Aim of the task:
Where in the entries below does "wrap" appear? Copy every line that has it.

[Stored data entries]
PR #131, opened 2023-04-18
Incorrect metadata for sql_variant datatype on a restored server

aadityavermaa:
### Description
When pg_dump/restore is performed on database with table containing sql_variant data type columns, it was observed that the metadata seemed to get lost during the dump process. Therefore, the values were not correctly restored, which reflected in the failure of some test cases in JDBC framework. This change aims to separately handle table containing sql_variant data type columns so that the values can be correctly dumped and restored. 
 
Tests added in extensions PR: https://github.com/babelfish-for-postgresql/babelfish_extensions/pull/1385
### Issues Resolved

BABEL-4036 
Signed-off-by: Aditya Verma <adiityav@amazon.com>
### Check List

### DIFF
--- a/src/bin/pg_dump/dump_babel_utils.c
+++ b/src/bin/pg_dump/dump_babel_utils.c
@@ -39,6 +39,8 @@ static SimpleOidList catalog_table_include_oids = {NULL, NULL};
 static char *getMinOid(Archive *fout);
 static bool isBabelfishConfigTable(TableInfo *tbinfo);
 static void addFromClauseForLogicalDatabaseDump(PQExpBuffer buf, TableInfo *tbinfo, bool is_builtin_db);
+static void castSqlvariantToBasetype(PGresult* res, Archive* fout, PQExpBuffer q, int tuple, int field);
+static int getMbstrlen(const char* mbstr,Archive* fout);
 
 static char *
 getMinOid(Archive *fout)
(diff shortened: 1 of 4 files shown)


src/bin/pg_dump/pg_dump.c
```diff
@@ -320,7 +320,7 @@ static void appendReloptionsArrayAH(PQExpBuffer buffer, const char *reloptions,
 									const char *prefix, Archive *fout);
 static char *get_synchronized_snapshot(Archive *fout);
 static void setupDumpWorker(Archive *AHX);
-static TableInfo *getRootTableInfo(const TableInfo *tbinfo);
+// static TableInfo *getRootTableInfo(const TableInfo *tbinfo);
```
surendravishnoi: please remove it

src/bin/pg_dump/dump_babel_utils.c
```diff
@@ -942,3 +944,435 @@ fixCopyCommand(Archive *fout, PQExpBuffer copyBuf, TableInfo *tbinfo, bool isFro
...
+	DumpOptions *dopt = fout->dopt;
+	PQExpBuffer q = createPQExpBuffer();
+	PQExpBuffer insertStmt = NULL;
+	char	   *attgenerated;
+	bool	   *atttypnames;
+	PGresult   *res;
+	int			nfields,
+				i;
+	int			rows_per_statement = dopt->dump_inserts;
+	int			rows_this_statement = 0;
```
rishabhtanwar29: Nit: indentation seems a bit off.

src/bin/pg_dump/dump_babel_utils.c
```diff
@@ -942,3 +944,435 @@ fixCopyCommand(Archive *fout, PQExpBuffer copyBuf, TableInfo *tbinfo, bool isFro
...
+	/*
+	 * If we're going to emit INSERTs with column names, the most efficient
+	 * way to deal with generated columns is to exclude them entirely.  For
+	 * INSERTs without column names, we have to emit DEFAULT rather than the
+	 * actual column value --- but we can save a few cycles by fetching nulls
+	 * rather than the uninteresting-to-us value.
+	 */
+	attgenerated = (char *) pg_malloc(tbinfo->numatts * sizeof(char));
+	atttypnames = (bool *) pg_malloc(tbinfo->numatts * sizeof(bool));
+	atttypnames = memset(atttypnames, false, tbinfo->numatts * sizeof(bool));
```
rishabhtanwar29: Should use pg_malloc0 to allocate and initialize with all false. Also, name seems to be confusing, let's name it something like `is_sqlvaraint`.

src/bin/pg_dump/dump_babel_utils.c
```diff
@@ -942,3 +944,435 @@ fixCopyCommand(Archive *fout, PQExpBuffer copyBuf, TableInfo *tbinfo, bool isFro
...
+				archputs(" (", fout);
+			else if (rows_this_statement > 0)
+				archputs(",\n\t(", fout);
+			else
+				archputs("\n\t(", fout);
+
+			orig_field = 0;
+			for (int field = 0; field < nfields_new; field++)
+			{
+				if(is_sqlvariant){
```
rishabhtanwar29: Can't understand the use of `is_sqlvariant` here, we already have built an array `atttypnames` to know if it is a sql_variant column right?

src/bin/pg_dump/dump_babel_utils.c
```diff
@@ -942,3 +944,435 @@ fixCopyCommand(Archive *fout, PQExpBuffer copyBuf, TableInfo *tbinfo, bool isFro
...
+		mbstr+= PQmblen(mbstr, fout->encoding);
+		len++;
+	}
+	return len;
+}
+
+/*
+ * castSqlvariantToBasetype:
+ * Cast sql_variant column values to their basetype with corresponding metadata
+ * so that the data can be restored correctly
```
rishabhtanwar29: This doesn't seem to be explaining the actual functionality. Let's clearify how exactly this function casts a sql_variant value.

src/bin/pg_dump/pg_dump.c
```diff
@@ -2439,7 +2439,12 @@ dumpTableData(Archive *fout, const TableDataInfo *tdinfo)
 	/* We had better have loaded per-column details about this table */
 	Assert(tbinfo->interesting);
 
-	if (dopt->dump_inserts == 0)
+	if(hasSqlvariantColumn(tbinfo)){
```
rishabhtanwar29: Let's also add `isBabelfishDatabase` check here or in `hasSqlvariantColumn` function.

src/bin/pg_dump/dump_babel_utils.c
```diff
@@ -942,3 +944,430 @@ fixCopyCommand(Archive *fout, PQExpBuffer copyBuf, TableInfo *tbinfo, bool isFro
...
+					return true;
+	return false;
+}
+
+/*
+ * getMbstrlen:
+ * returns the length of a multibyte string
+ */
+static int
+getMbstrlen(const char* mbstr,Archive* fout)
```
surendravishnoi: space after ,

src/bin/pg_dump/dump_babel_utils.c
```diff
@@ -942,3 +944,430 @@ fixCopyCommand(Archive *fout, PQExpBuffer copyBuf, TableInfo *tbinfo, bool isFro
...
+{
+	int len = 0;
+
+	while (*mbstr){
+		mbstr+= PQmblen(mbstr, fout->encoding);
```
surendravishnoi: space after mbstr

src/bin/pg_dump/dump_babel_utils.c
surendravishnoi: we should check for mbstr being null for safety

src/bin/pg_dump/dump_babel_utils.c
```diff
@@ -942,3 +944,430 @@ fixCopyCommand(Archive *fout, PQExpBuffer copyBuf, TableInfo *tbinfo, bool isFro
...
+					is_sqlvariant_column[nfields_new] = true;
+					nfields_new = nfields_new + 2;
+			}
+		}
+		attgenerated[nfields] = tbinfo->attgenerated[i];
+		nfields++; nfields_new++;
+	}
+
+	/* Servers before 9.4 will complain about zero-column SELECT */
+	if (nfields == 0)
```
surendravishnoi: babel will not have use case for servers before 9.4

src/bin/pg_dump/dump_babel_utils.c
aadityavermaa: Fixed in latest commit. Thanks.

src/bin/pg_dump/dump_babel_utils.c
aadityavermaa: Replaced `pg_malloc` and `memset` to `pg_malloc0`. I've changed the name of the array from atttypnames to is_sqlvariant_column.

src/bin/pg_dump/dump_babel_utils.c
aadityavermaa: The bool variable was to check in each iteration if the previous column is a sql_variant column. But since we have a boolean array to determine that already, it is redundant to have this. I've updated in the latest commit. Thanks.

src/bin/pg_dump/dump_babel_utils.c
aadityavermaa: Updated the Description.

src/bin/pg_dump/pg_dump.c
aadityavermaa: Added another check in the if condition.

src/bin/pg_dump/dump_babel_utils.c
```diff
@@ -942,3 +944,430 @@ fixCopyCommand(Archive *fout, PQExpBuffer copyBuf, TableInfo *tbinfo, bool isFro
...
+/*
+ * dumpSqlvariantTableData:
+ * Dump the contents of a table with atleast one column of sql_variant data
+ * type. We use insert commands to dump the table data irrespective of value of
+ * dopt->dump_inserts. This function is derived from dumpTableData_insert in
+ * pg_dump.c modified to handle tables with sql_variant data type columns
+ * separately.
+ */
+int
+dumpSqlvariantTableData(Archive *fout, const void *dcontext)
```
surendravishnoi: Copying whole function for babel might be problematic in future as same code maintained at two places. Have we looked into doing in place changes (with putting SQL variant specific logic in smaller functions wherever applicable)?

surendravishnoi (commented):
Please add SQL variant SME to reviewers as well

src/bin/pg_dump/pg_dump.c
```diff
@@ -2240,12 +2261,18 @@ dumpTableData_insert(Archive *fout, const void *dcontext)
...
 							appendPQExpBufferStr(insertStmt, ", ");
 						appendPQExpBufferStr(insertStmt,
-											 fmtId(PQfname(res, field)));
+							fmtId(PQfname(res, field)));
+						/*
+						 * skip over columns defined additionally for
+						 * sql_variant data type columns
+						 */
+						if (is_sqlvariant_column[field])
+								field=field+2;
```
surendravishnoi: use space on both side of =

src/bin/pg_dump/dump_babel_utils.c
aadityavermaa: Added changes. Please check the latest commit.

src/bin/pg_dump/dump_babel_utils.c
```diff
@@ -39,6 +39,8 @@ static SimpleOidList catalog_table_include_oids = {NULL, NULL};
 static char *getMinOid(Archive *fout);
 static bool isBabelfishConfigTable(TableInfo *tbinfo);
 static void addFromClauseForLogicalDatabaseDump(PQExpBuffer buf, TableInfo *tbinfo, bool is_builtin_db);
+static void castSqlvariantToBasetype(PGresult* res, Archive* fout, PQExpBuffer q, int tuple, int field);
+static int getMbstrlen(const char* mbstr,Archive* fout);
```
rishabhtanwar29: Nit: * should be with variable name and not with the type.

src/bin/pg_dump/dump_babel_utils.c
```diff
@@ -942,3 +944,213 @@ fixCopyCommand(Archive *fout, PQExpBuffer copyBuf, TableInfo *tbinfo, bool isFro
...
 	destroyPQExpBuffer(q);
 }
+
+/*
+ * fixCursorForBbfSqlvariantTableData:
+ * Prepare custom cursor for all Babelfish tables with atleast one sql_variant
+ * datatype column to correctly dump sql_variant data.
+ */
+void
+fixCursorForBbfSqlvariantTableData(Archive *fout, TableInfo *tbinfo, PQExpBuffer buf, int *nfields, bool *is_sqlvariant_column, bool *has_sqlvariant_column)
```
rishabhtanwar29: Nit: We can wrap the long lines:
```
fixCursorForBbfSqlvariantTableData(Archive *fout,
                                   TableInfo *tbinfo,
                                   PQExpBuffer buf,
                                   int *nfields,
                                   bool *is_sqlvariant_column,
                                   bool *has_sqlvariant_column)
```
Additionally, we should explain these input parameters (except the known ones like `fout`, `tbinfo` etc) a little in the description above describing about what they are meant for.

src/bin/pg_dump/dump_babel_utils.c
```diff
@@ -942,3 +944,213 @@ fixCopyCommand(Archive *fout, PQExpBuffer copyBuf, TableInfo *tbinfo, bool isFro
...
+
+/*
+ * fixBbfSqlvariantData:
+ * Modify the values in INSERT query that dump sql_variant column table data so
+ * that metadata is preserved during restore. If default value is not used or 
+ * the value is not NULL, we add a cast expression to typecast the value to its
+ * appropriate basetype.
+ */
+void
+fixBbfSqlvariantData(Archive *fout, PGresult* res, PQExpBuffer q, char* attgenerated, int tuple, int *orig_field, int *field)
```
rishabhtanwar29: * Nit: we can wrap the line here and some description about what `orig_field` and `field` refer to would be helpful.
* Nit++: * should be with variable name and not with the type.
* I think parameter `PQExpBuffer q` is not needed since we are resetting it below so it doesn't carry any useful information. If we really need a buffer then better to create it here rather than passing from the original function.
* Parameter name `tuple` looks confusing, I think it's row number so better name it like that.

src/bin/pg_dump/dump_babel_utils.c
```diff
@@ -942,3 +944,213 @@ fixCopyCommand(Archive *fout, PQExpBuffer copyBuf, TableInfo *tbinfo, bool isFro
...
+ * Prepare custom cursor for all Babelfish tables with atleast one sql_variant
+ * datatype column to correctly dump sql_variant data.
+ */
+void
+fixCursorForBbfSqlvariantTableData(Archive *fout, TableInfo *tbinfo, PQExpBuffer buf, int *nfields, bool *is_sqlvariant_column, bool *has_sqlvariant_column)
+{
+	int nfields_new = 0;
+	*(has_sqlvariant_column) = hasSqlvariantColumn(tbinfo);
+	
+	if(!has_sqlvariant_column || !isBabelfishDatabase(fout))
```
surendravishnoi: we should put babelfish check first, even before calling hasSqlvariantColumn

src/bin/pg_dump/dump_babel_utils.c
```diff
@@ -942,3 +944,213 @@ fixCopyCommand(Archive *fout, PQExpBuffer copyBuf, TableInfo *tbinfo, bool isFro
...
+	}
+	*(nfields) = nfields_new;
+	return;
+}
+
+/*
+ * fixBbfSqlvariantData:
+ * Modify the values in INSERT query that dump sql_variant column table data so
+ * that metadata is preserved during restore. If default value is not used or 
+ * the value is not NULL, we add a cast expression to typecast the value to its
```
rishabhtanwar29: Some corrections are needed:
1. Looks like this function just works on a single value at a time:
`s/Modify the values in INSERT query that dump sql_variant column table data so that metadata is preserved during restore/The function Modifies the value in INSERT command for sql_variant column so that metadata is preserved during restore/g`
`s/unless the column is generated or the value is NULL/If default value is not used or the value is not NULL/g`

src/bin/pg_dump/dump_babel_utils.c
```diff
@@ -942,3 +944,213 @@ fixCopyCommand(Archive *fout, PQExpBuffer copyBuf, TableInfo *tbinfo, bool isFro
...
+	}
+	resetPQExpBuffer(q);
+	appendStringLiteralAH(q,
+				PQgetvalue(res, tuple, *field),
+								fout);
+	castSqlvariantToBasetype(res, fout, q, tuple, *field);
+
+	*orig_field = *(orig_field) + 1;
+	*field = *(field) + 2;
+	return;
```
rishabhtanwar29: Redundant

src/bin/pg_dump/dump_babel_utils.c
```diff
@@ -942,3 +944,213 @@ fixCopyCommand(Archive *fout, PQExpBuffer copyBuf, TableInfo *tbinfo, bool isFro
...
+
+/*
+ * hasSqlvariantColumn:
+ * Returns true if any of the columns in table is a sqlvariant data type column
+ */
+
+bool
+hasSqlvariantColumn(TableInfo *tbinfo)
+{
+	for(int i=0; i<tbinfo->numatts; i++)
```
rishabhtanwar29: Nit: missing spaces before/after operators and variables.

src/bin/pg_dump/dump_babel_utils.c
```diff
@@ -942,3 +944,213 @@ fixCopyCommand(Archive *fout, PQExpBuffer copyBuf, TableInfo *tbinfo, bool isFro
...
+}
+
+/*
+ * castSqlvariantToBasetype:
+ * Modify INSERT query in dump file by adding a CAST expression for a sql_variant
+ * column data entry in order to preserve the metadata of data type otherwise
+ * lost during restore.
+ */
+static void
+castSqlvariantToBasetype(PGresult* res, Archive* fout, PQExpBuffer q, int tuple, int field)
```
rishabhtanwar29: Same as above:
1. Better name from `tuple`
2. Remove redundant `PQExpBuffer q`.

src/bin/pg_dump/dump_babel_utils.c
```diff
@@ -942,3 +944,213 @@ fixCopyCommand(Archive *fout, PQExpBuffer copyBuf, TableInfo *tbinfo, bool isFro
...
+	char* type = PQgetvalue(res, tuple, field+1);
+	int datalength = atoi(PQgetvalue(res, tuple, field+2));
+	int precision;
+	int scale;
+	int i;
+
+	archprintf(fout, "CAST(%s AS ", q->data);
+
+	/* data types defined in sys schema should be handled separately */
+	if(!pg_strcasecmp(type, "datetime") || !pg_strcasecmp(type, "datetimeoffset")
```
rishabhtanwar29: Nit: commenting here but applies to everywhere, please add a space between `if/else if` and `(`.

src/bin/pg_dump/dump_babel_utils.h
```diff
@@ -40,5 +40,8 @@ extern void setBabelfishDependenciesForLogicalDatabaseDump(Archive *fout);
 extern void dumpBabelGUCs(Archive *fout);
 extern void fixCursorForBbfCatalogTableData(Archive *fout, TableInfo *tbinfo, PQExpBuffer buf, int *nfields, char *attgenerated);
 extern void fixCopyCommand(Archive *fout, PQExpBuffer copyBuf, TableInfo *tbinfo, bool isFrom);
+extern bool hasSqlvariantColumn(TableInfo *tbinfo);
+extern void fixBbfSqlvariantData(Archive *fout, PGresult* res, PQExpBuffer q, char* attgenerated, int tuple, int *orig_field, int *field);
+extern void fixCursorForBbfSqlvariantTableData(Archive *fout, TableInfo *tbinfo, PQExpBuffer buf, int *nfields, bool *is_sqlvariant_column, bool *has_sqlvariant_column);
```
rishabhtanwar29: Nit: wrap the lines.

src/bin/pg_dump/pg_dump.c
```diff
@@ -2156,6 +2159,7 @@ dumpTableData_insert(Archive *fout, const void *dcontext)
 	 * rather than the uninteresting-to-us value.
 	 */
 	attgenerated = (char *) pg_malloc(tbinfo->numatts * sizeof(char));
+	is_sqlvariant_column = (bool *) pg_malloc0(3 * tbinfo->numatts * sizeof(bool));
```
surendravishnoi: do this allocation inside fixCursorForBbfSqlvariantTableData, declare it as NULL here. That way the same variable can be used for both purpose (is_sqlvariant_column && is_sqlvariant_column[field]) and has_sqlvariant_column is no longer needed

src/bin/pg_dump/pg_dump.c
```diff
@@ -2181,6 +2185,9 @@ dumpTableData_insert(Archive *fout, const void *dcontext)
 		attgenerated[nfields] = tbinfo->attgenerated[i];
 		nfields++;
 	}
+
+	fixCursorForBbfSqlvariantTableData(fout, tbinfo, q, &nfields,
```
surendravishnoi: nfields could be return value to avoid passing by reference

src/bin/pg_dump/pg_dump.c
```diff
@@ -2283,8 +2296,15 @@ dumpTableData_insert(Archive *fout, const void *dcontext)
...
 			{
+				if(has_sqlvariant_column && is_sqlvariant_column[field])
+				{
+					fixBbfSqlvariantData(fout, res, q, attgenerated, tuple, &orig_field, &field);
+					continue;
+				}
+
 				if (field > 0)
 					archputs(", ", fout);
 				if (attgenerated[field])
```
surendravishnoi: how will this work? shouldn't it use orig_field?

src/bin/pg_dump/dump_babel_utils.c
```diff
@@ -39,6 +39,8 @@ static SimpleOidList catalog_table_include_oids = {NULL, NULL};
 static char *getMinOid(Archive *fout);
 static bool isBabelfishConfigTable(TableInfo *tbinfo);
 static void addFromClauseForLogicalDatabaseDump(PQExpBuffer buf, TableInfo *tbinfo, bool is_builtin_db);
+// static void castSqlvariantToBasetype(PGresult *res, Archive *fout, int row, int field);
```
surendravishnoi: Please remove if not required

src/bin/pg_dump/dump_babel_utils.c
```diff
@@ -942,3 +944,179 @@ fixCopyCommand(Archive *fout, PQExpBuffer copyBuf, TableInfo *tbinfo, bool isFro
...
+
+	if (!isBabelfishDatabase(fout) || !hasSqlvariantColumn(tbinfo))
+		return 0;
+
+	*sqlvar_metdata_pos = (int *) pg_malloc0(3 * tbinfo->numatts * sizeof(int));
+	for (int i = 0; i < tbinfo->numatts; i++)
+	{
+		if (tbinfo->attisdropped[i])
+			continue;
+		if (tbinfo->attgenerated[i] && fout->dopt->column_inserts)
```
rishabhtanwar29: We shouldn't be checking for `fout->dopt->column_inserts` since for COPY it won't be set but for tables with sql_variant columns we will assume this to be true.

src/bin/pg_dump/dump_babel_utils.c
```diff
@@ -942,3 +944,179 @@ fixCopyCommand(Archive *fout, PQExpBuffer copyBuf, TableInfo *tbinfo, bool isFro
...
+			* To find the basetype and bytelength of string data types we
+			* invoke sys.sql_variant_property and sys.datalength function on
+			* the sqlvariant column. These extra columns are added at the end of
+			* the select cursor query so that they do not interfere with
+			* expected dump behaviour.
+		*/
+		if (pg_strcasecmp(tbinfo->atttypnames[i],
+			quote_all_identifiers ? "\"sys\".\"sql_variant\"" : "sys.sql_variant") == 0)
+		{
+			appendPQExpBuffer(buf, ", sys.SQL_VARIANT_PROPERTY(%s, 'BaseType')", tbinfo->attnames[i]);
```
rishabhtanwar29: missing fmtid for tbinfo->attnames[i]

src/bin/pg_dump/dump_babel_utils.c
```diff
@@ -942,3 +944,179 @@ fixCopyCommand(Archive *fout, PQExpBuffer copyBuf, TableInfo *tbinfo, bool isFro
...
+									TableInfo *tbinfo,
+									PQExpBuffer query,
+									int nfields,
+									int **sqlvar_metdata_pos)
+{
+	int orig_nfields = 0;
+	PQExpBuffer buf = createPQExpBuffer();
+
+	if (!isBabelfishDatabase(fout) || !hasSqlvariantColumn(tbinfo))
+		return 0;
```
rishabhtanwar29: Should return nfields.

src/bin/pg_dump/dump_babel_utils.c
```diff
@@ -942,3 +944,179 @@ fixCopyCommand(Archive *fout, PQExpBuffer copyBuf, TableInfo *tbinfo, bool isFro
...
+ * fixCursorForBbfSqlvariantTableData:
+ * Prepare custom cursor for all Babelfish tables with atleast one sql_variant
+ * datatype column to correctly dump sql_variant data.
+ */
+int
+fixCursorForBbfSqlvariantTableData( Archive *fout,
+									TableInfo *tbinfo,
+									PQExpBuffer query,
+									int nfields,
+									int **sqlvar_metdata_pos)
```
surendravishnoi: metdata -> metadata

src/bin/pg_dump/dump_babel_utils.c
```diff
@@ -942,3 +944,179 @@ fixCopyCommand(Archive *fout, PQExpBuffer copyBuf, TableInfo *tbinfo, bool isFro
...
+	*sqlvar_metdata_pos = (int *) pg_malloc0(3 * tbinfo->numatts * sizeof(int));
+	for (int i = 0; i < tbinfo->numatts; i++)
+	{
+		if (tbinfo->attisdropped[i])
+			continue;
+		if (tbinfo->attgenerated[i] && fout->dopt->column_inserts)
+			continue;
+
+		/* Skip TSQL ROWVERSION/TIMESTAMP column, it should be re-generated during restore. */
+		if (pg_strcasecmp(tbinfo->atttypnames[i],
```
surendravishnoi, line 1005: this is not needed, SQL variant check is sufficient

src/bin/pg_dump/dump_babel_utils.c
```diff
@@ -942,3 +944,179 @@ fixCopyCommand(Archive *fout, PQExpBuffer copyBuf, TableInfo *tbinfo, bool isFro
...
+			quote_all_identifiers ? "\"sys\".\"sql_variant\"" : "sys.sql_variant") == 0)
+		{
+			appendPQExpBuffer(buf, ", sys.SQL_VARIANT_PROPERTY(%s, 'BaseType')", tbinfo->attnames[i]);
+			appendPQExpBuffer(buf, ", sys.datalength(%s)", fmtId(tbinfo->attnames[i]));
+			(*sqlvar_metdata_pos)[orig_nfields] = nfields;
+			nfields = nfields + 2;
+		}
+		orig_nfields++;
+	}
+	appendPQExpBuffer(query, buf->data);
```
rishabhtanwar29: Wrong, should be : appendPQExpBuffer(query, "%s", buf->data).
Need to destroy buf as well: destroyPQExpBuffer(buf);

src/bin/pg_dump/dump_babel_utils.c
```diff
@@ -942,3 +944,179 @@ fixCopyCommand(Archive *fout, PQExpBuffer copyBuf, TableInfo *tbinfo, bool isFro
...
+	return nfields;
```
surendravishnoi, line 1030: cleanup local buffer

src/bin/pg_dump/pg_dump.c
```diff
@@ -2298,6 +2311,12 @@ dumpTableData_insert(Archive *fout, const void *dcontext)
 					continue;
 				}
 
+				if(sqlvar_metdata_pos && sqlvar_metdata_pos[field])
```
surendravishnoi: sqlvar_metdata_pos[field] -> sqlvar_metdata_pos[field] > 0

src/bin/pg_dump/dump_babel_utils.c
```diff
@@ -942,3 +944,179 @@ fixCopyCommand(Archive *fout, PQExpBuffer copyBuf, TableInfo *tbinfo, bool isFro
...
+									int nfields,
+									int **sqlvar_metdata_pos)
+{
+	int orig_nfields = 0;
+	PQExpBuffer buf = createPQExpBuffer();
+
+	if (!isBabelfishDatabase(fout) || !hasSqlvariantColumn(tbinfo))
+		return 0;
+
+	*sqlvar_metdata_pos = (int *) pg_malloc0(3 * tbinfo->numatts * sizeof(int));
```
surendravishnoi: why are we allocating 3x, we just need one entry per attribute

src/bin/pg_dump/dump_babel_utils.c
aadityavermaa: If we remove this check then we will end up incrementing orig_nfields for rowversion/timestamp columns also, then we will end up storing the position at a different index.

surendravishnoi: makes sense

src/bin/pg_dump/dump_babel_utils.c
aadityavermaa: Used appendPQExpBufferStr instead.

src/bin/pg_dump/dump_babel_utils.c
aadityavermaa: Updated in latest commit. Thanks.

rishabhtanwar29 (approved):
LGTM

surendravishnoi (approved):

Exercise output:
rishabhtanwar29: Nit: We can wrap the long lines:
rishabhtanwar29: * Nit: we can wrap the line here and some description about what `orig_field` and `field` refer to would be helpful.
rishabhtanwar29: Nit: wrap the lines.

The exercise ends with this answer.